[[ Material supplied, beginning ]]

PR #24, opened 2023-03-01
Implemented file-based initial conditions (and default boundary edge assignment)

### LINKED ISSUE #23: Add support for specifying an IC for the whole domain
Presently, IC is specified for each region in the `.yaml` as:

```
initial_conditions:
  1: # upstream region
    flow: dam_top_ic
  2: # downstream region
    flow: dam_bottom_ic

# NOTE: We use reflecting boundary conditions for the boundary, top_wall, and
# NOTE: bottom_wall surfaces

flow_conditions:
  dam_top_ic:
    type: dirichlet
    height: 10
    momentum: [0, 0]
  dam_bottom_ic:
    type: dirichlet
    height: 5
    momentum: [0, 0]
```

Add the ability to specify an IC for the entire domain without the need to define regions via

```
initial_condition
  file: <petsc-binary-vector-in-natural-order.bin>
```

jeff-cohere:
This implements the alternative method of specifying initial conditions using a file. See [our specification](https://rdycore.atlassian.net/wiki/spaces/PD/pages/24576001/RDycore+configuration+file#Iteration-3) for details.

@bishtgautam , I know we discussed putting this into an `initial_condition` section instead of `initial_conditions`, but this would introduce the possibility of a user specifying both `initial_condition` and `initial_conditions` sections, which I think would be confusing.

In addition, we now mark boundary edges on a mesh and intersect all face sets with it to make sure every boundary edge is either explicitly assigned to a surface OR assigned to an additional "catch-all" surface. This seems to work properly, but I'd like to implement a test or two that stresses it. More on that below.

Closes #23


jeff-cohere:
@knepley and @jedbrown : what PETSc viewers can I use to write a DMPlex mesh to a file? I know Exodus is supported, but I'd like an alternative for non-NetCDF setups. I'm putting together some simple tests that create files containing meshes with and without face sets so we can make sure everything works properly.

src/rdysetup.c
```diff
@@ -202,88 +210,160 @@ static PetscErrorCode FindSalinityCondition(RDy rdy, const char *name, PetscInt
...
+      PetscCall(DMLabelGetStratumIS(label, region_id, &cell_is));
+      if (cell_is) {
+        RDyRegion *region  = &rdy->regions[r];
+        rdy->region_ids[r] = region_id;
+        ++r;
+
+        PetscInt num_cells;
+        PetscCall(ISGetLocalSize(cell_is, &num_cells));
+        if (num_cells > 0) {
+          rdy->region_ids[rdy->num_regions] = region_id;
```
bishtgautam, line 243: Should this be `rdy->region_ids[r-1] = region_id`? (`r-1` because `r` was incremented on [238L](https://github.com/RDycore/RDycore/pull/24/files#diff-75d4508176a97a2c171e581ffa0d15d8d268b032c241fe78fef679b7d55652aaR238)).

bishtgautam: On second thought, this line should be deleted as you have already set the value on 237L.

jeff-cohere: Good find. Actually, I think we can get rid of that line, because line 237 already does what this one intends.

bishtgautam (commented):
I'm wondering if we should edit the names of the following two structs: (1) `RDyRegion` and (2)`RDySurface` (I'm not loving the "_Surface_" term).
- Option 1: Rename them as `RDyRegionCell` and `RDyRegionEdge`
- Option 2: Create a unified struct `RDyRegion`

```
typedef struct {
  PetscInt   type; ! cell or edge
  PetscInt   *ids;
  PetscInt    num;
} RDyRegion;
```

bishtgautam:
We should also add a new yaml file the use `share/meshes/DamBreak_grid5x10.exo` and `share/initial_conditions/DamBreak_grid5x10_wetdownstream.IC` as done in the toy-problem repo at  
https://github.com/RDycore/toy-problems/blob/main/.github/workflows/auto_build.yml#L39

jeff-cohere:
Yeah, I agree that the `Surface` terminology is confusing in 2D. What about `Boundary` instead? Then we can talk about the domain boundary to mean the boundary of the entire problem, and other boundaries would separate regions. A "region of edges" doesn't seem very intuitive to me (though in this context its meaning is clear).

bishtgautam:
`RDyBoundary` introduces a new term _Boundary_ that doesn't directly map onto Cell/Edge/Vertices. Thus, I'm included to go with either of the two options that I defined in the [above comment](https://github.com/RDycore/RDycore/pull/24#pullrequestreview-1320692347).

jeff-cohere:
Well, a "surface/boundary" relates to edges in exactly the same way as a "region" relates to cells--an edge can belong to a surface/boundary, just like a cell can belong to a region. We need concepts for both of these things.

Further, a surface/boundary is not really a "type" of region--it is the difference between the closed set consisting of the region and its bounding edges, and the open set that is region itself.

The term "surface" is a bit confusing in the context of this project, because we usually think of a 2D surface embedded in a 3D space, and we're really discussing curves in our 2D space. The term "boundary", however, does seem more descriptive for the set of edges bounding a portion of the computational domain, so I'm inclined to defend it. But if this doesn't convince you that we should call it a "boundary", I'll change it to either of the options you've suggested.

jeff-cohere:
> We should also add a new yaml file the uses `share/meshes/DamBreak_grid5x10.exo` and `share/initial_conditions/DamBreak_grid5x10_wetdownstream.IC` as done in the toy-problem repo at https://github.com/RDycore/toy-problems/blob/main/.github/workflows/auto_build.yml#L39

We can do this, but it will force us to require NetCDF support in every installation in order to read the Exodus file. If that's okay, I'll add these files to the repo.

jedbrown:
Hi, @jeff-cohere. You can use `vtk:out.vtu` for unstructured meshes using VTU. That requires no libraries and is loadable in Paraview. I haven't tested it with cell-centered fields yet, but `cgns:out.cgns` has scalable parallel IO. (Back from SIAM CSE, but need some catching up.)

bishtgautam:
> We can do this, but it will force us to require NetCDF support in every installation in order to read the Exodus file. If that's okay, I'll add these files to the repo.

Yes, let's add those files to our repo and add a test for it. Additionally, please update the PETSc container if PETSc wasn't installed with exodus support.

bishtgautam:
After a discussion with @jeff-cohere, we decided to go with @jeff-cohere's suggestion of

[[ Material supplied, end ]]

* What the exercise asks
The answer consists solely of the lines from the one containing "file the uses" through the last line of the data above, reproduced exactly.

* Answer space
> We should also add a new yaml file the uses `share/meshes/DamBreak_grid5x10.exo` and `share/initial_conditions/DamBreak_grid5x10_wetdownstream.IC` as done in the toy-problem repo at https://github.com/RDycore/toy-problems/blob/main/.github/workflows/auto_build.yml#L39

We can do this, but it will force us to require NetCDF support in every installation in order to read the Exodus file. If that's okay, I'll add these files to the repo.

jedbrown:
Hi, @jeff-cohere. You can use `vtk:out.vtu` for unstructured meshes using VTU. That requires no libraries and is loadable in Paraview. I haven't tested it with cell-centered fields yet, but `cgns:out.cgns` has scalable parallel IO. (Back from SIAM CSE, but need some catching up.)

bishtgautam:
> We can do this, but it will force us to require NetCDF support in every installation in order to read the Exodus file. If that's okay, I'll add these files to the repo.

Yes, let's add those files to our repo and add a test for it. Additionally, please update the PETSc container if PETSc wasn't installed with exodus support.

bishtgautam:
After a discussion with @jeff-cohere, we decided to go with @jeff-cohere's suggestion of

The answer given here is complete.